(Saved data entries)
▶
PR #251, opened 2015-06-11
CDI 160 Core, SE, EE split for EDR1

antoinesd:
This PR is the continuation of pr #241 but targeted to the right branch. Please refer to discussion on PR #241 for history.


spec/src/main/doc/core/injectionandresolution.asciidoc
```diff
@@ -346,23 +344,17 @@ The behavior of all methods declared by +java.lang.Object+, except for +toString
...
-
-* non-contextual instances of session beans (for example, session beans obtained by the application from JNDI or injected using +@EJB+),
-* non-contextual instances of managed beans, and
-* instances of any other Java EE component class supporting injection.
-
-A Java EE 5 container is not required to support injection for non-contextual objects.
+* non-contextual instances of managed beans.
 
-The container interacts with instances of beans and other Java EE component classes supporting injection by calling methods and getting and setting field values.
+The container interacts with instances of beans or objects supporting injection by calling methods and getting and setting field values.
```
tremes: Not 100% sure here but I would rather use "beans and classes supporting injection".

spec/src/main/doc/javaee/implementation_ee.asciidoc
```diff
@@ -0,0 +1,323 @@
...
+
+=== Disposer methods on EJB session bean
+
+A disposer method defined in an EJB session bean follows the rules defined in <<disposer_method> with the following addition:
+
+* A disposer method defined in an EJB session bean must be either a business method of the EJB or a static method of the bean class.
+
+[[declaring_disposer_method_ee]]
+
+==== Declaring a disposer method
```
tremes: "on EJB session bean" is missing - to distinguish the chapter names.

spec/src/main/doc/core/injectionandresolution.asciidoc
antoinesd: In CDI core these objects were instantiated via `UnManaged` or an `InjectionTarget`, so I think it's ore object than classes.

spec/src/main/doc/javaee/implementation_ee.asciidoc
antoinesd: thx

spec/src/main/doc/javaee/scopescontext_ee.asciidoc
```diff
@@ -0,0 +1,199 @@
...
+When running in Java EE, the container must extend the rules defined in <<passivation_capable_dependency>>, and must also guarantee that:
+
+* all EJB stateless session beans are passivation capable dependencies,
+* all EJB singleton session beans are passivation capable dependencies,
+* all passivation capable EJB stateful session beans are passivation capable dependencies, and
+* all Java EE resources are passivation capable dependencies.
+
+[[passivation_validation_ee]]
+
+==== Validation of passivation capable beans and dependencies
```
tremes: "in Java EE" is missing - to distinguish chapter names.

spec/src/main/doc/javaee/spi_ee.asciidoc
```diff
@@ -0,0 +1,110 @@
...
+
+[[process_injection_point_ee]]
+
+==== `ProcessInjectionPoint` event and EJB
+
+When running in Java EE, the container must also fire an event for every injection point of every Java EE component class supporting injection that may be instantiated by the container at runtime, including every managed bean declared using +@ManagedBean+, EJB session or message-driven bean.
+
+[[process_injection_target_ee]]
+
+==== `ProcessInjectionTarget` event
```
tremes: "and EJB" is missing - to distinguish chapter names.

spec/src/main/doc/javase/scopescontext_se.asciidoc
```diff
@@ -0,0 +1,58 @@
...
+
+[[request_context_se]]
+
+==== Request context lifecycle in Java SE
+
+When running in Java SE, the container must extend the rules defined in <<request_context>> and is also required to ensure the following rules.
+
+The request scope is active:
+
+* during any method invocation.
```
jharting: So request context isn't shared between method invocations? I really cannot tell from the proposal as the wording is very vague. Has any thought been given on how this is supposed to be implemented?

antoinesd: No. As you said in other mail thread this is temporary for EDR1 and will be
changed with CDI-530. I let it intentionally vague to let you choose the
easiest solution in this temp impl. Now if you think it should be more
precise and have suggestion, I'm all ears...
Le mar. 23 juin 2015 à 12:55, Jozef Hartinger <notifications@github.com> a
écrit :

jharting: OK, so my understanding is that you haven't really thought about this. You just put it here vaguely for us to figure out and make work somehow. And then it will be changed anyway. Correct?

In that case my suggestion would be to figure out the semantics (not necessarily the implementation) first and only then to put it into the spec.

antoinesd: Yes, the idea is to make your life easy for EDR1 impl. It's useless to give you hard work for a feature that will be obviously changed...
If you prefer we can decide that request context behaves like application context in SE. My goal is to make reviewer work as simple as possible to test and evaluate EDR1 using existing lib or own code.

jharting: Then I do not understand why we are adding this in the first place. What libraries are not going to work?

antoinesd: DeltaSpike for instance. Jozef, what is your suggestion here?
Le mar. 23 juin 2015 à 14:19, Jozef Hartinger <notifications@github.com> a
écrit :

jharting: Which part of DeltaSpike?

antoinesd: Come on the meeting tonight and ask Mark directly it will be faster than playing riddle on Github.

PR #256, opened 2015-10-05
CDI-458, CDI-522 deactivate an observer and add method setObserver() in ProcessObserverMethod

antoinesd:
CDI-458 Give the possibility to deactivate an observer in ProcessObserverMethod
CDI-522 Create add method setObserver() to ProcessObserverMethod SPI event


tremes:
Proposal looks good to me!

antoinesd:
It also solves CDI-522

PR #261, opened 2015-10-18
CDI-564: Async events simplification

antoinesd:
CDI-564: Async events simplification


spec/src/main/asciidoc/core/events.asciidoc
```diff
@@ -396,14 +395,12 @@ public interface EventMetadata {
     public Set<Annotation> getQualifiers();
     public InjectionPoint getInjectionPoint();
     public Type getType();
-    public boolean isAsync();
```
◀
[Exercise aim] The word to find is "DeltaSpike". Copy every line of the records that holds it.

[Reply]
antoinesd: DeltaSpike for instance. Jozef, what is your suggestion here?
jharting: Which part of DeltaSpike?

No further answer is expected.